* **Exercise**
The reply should be a single number: the count of lines below that contain the word "special".

*** Opening of Materials provided ***

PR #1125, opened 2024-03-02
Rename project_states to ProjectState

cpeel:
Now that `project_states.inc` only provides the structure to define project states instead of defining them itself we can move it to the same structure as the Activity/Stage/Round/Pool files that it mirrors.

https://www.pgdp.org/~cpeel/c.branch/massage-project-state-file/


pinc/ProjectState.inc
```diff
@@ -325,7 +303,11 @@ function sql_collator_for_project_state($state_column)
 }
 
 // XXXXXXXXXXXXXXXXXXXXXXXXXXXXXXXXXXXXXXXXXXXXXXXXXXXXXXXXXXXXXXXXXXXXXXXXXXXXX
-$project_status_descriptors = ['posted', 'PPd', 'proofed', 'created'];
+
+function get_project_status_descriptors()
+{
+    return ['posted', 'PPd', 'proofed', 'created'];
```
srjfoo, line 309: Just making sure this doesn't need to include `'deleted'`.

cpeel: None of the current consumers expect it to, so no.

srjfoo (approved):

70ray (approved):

*** Close of Materials provided ***
*** Opening of Materials provided ***

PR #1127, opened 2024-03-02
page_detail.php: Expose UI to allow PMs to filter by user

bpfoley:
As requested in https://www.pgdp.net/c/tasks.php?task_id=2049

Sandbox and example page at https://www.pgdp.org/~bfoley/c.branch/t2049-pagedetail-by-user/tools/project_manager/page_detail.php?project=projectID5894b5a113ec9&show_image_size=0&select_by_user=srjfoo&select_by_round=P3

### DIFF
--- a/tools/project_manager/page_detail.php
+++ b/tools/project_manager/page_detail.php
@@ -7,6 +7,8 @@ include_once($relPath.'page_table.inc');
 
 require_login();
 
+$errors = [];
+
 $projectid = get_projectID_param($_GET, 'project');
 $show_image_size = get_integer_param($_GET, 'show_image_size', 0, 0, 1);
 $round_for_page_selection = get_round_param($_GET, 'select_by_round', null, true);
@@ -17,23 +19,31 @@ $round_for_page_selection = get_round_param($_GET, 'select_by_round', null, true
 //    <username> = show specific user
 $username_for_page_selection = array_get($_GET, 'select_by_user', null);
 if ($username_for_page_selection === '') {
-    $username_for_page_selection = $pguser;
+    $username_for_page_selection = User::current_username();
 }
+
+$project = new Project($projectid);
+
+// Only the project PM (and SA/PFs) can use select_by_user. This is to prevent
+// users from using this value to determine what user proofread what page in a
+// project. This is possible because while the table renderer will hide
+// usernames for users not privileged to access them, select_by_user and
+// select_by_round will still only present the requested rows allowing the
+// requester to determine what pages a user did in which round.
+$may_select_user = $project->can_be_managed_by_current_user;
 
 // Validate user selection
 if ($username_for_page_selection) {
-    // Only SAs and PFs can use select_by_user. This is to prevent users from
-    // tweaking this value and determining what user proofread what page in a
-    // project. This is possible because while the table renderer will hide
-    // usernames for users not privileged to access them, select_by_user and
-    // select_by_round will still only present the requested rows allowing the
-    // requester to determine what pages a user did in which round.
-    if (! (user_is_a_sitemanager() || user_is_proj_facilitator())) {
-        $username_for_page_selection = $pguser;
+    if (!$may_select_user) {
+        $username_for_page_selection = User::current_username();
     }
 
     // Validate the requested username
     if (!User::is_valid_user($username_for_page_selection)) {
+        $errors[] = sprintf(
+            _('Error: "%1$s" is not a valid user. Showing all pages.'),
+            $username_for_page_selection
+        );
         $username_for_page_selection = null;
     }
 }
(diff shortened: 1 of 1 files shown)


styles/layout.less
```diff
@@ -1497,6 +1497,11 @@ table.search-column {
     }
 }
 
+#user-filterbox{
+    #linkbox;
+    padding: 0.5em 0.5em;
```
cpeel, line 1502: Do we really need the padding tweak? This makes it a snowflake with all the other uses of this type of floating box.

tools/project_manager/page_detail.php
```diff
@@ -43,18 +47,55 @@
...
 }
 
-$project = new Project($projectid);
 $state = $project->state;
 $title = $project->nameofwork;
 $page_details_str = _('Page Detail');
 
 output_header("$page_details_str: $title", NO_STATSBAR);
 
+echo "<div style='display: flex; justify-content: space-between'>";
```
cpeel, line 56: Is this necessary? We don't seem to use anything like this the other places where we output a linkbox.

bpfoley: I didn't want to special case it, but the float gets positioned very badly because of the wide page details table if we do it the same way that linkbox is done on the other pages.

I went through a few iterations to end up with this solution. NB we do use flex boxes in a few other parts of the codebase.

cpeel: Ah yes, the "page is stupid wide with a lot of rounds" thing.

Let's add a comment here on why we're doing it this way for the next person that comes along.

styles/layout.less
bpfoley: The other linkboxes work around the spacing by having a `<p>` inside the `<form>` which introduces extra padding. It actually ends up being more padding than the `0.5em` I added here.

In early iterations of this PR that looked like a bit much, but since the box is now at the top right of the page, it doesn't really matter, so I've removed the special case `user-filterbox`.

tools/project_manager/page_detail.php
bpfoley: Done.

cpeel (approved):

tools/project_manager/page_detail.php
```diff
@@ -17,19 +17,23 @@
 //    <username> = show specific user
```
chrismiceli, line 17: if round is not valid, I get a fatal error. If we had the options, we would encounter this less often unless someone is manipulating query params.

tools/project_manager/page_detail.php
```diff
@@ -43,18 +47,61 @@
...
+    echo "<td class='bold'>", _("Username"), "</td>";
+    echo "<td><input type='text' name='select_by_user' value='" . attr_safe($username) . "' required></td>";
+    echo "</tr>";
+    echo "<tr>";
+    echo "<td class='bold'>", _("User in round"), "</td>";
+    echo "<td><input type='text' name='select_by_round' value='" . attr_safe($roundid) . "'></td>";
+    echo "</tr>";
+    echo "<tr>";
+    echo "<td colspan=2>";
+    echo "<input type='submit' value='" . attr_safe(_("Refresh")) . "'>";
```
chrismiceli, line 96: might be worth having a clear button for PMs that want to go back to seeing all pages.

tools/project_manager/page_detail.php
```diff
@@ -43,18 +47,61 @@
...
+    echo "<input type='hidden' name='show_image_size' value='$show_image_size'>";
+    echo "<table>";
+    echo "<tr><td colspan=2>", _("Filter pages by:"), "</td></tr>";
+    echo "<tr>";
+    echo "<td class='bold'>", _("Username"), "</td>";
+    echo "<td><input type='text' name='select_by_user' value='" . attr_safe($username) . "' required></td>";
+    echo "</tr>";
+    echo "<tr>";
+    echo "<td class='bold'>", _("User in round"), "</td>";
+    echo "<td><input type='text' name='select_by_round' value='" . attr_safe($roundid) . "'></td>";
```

*** Close of Materials provided ***

* **Your response**
2